------ DATA EXTRACT

Issue #2747, opened 2021-06-24
Improve forkchoice updateHead


twoeths:
**Describe the bug**

This is from a prater node with no validator
<img width="1275" alt="Screen Shot 2021-06-24 at 09 00 35" src="https://user-images.githubusercontent.com/10568965/123191016-c47de780-d4ca-11eb-9205-86772410adf3.png">
[0624_prater_forkchoice_updateHead.cpuprofile.zip](https://github.com/ChainSafe/lodestar/files/6705773/0624_prater_forkchoice_updateHead.cpuprofile.zip)

a normal state transition takes 227.6m, 212.2 ms is for `updateHead` 

We need to find a way to improve `computeDeltas` in forkchoice implementation.

**Expected behavior**

Not sure what the expectation is but I think forkchoice is designed to be lightweight, taking 90% of time per normal state transition for forkchoice is too much.

twoeths:
I think one of the cost is the slowness of BigInt calculation in `computeDeltas`. One idea is to track `effectiveBalance` as number instead of BigInt since `MAX_EFFECTIVE_BALANCE=32000000000` which is still in the range of number.

We need to write benchmark test for any solutions we want to go.

dapplion:
Related https://github.com/ChainSafe/lodestar/issues/2455

g11tech:
@dapplion assign pls

dapplion:
![Screenshot from 2021-07-06 18-54-40](https://user-images.githubusercontent.com/35266934/124638810-b1382800-de8b-11eb-9563-f6217a01d19b.png)
![Screenshot from 2021-07-06 18-54-50](https://user-images.githubusercontent.com/35266934/124638814-b301eb80-de8b-11eb-9e89-6ed34bcbc939.png)

After implementing head caching fork-choice runs take 0.5% of CPU time in a not overloaded node (no subnets). Worth to look into it but not an high priority.

Also note that metrics reads match what Tuyen got in the profile.

twoeths:
As noted in #2332, effectiveBalance is always multiple of  `EFFECTIVE_BALANCE_INCREMENT` so ideally we want to track the weight as `32, 31, 30` instead of `32000000000, 31000000000, 30000000000`

dapplion:
Current metrics the fork-choice cost is very low :+1:

dapplion:
Fork-choice updateHead cost is about ~1% of total CPU time currently. I think it can still be improved, but it's low priority

[...]

PR #3065, opened 2021-09-03
Improve getEffectiveBalances()

twoeths:
**Motivation**

Looping through persistent-ts is faster than persistent-merkle-tree

**Description**

+ Also we can use `epochCtx.currentShuffling.activeIndices` to know if a validator is active for currentShuffling epoch or not
+ The benchmark showed that it's a 5x improvement

### DIFF
--- a/packages/beacon-state-transition/src/util/balance.ts
+++ b/packages/beacon-state-transition/src/util/balance.ts
@@ -51,21 +51,26 @@ export function decreaseBalance(
 
 /**
  * This method is used to get justified balances from a justified state.
+ * This is consumed by forkchoice which based on delta so we return "by increment" (in ether) value,
+ * ie [30, 31, 32] instead of [30e9, 31e9, 32e9]
  */
 export function getEffectiveBalances(justifiedState: CachedBeaconState<allForks.BeaconState>): number[] {
   const {activeIndices} = justifiedState.currentShuffling;
   // 5x faster than using readonlyValuesListOfLeafNodeStruct
-  const effectiveBalances = justifiedState.effectiveBalances.toArray();
+  const count = justifiedState.validators.length;
+  const {effectiveBalances} = justifiedState;
+  const effectiveBalancesArr = new Array<number>(count);
   let j = 0;
-  for (let i = 0; i < effectiveBalances.length; i++) {
-    // same logic to checking activeIndices.includes(i) since activeIndices is sorted
-    if (i !== activeIndices[j]) {
-      // inactive validator
-      effectiveBalances[i] = 0;
-    } else {
-      // active validator, keep effective balance as is
+  for (let i = 0; i < count; i++) {
+    if (i === activeIndices[j]) {
+      // active validator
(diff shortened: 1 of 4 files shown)


packages/beacon-state-transition/src/util/balance.ts
```diff
@@ -52,18 +50,22 @@ export function decreaseBalance(
...
-  const effectiveBalances: number[] = [];
-  const validators = readonlyValuesListOfLeafNodeStruct(justifiedState.validators);
-  for (let i = 0, len = validators.length; i < len; i++) {
-    const validator = validators[i];
-    effectiveBalances.push(isActiveValidator(validator, justifiedEpoch) ? validator.effectiveBalance : 0);
+  const {activeIndices} = justifiedState.currentShuffling;
+  // 5x faster than using readonlyValuesListOfLeafNodeStruct
+  const effectiveBalances = justifiedState.effectiveBalances.toArray();
+  let j = 0;
+  for (let i = 0; i < effectiveBalances.length; i++) {
```
dapplion: If you look at the benchmarks

```
MutableVector 250000 iterate all - toArray() + loop | 8.0552 ms/op | 8.9640 ms/op | 0.90
MutableVector 250000 iterate all - get(i) | 3.4577 ms/op | 3.8777 ms/op | 0.89
```
it's actually cheaper to iterate once with individual get(i) ops. Try creating an empty array and push after each get(i)

twoeths: but we need the number[] in the end, it's convenient to create this way and just update to 0 if it's not an active validator

twoeths: also this needs to address https://github.com/ChainSafe/lodestar/issues/2747#issuecomment-879568043

twoeths: @dapplion in the end I switched to use `persistentTS.get(i)`

packages/beacon-state-transition/test/perf/util/balance.test.ts
```diff
@@ -0,0 +1,18 @@
+import {itBench} from "@dapplion/benchmark";
+import {generatePerfTestCachedStatePhase0, perfStateId} from "../util";
+import {State} from "../types";
+import {getEffectiveBalances} from "../../../src/util";
+
+describe("getEffectiveBalances", () => {
+  itBench<State, State>({
+    id: `getEffectiveBalances - ${perfStateId}`,
```
dapplion, line 8: Use `runsFactor` option to scale down the 100 for loop iterations
https://github.com/dapplion/benchmark/blob/8f2fffda28262e08a446d8a8284d1d2235dc479f/src/types.ts#L40

twoeths: @dapplion I use `runsFactor: 100` 8 lines below, is that correct?

dapplion: Oh I'm blind, didn't see it hahaha. Yes it's correct :+1:

dapplion (approved):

------------

- **EXERCISE DETAILS**: Extract the entries above verbatim.

- **FINISHED TASK**:
Issue #2747, opened 2021-06-24
Improve forkchoice updateHead


twoeths:
**Describe the bug**

This is from a prater node with no validator
<img width="1275" alt="Screen Shot 2021-06-24 at 09 00 35" src="https://user-images.githubusercontent.com/10568965/123191016-c47de780-d4ca-11eb-9205-86772410adf3.png">
[0624_prater_forkchoice_updateHead.cpuprofile.zip](https://github.com/ChainSafe/lodestar/files/6705773/0624_prater_forkchoice_updateHead.cpuprofile.zip)

a normal state transition takes 227.6m, 212.2 ms is for `updateHead` 

We need to find a way to improve `computeDeltas` in forkchoice implementation.

**Expected behavior**

Not sure what the expectation is but I think forkchoice is designed to be lightweight, taking 90% of time per normal state transition for forkchoice is too much.

twoeths:
I think one of the cost is the slowness of BigInt calculation in `computeDeltas`. One idea is to track `effectiveBalance` as number instead of BigInt since `MAX_EFFECTIVE_BALANCE=32000000000` which is still in the range of number.

We need to write benchmark test for any solutions we want to go.

dapplion:
Related https://github.com/ChainSafe/lodestar/issues/2455

g11tech:
@dapplion assign pls

dapplion:
![Screenshot from 2021-07-06 18-54-40](https://user-images.githubusercontent.com/35266934/124638810-b1382800-de8b-11eb-9563-f6217a01d19b.png)
![Screenshot from 2021-07-06 18-54-50](https://user-images.githubusercontent.com/35266934/124638814-b301eb80-de8b-11eb-9e89-6ed34bcbc939.png)

After implementing head caching fork-choice runs take 0.5% of CPU time in a not overloaded node (no subnets). Worth to look into it but not an high priority.

Also note that metrics reads match what Tuyen got in the profile.

twoeths:
As noted in #2332, effectiveBalance is always multiple of  `EFFECTIVE_BALANCE_INCREMENT` so ideally we want to track the weight as `32, 31, 30` instead of `32000000000, 31000000000, 30000000000`

dapplion:
Current metrics the fork-choice cost is very low :+1:

dapplion:
Fork-choice updateHead cost is about ~1% of total CPU time currently. I think it can still be improved, but it's low priority

[...]

PR #3065, opened 2021-09-03
Improve getEffectiveBalances()

twoeths:
**Motivation**

Looping through persistent-ts is faster than persistent-merkle-tree

**Description**

+ Also we can use `epochCtx.currentShuffling.activeIndices` to know if a validator is active for currentShuffling epoch or not
+ The benchmark showed that it's a 5x improvement

### DIFF
--- a/packages/beacon-state-transition/src/util/balance.ts
+++ b/packages/beacon-state-transition/src/util/balance.ts
@@ -51,21 +51,26 @@ export function decreaseBalance(
 
 /**
  * This method is used to get justified balances from a justified state.
+ * This is consumed by forkchoice which based on delta so we return "by increment" (in ether) value,
+ * ie [30, 31, 32] instead of [30e9, 31e9, 32e9]
  */
 export function getEffectiveBalances(justifiedState: CachedBeaconState<allForks.BeaconState>): number[] {
   const {activeIndices} = justifiedState.currentShuffling;
   // 5x faster than using readonlyValuesListOfLeafNodeStruct
-  const effectiveBalances = justifiedState.effectiveBalances.toArray();
+  const count = justifiedState.validators.length;
+  const {effectiveBalances} = justifiedState;
+  const effectiveBalancesArr = new Array<number>(count);
   let j = 0;
-  for (let i = 0; i < effectiveBalances.length; i++) {
-    // same logic to checking activeIndices.includes(i) since activeIndices is sorted
-    if (i !== activeIndices[j]) {
-      // inactive validator
-      effectiveBalances[i] = 0;
-    } else {
-      // active validator, keep effective balance as is
+  for (let i = 0; i < count; i++) {
+    if (i === activeIndices[j]) {
+      // active validator
(diff shortened: 1 of 4 files shown)


packages/beacon-state-transition/src/util/balance.ts
```diff
@@ -52,18 +50,22 @@ export function decreaseBalance(
...
-  const effectiveBalances: number[] = [];
-  const validators = readonlyValuesListOfLeafNodeStruct(justifiedState.validators);
-  for (let i = 0, len = validators.length; i < len; i++) {
-    const validator = validators[i];
-    effectiveBalances.push(isActiveValidator(validator, justifiedEpoch) ? validator.effectiveBalance : 0);
+  const {activeIndices} = justifiedState.currentShuffling;
+  // 5x faster than using readonlyValuesListOfLeafNodeStruct
+  const effectiveBalances = justifiedState.effectiveBalances.toArray();
+  let j = 0;
+  for (let i = 0; i < effectiveBalances.length; i++) {
```
dapplion: If you look at the benchmarks

```
MutableVector 250000 iterate all - toArray() + loop | 8.0552 ms/op | 8.9640 ms/op | 0.90
MutableVector 250000 iterate all - get(i) | 3.4577 ms/op | 3.8777 ms/op | 0.89
```
it's actually cheaper to iterate once with individual get(i) ops. Try creating an empty array and push after each get(i)

twoeths: but we need the number[] in the end, it's convenient to create this way and just update to 0 if it's not an active validator

twoeths: also this needs to address https://github.com/ChainSafe/lodestar/issues/2747#issuecomment-879568043

twoeths: @dapplion in the end I switched to use `persistentTS.get(i)`

packages/beacon-state-transition/test/perf/util/balance.test.ts
```diff
@@ -0,0 +1,18 @@
+import {itBench} from "@dapplion/benchmark";
+import {generatePerfTestCachedStatePhase0, perfStateId} from "../util";
+import {State} from "../types";
+import {getEffectiveBalances} from "../../../src/util";
+
+describe("getEffectiveBalances", () => {
+  itBench<State, State>({
+    id: `getEffectiveBalances - ${perfStateId}`,
```
dapplion, line 8: Use `runsFactor` option to scale down the 100 for loop iterations
https://github.com/dapplion/benchmark/blob/8f2fffda28262e08a446d8a8284d1d2235dc479f/src/types.ts#L40

twoeths: @dapplion I use `runsFactor: 100` 8 lines below, is that correct?

dapplion: Oh I'm blind, didn't see it hahaha. Yes it's correct :+1:

dapplion (approved):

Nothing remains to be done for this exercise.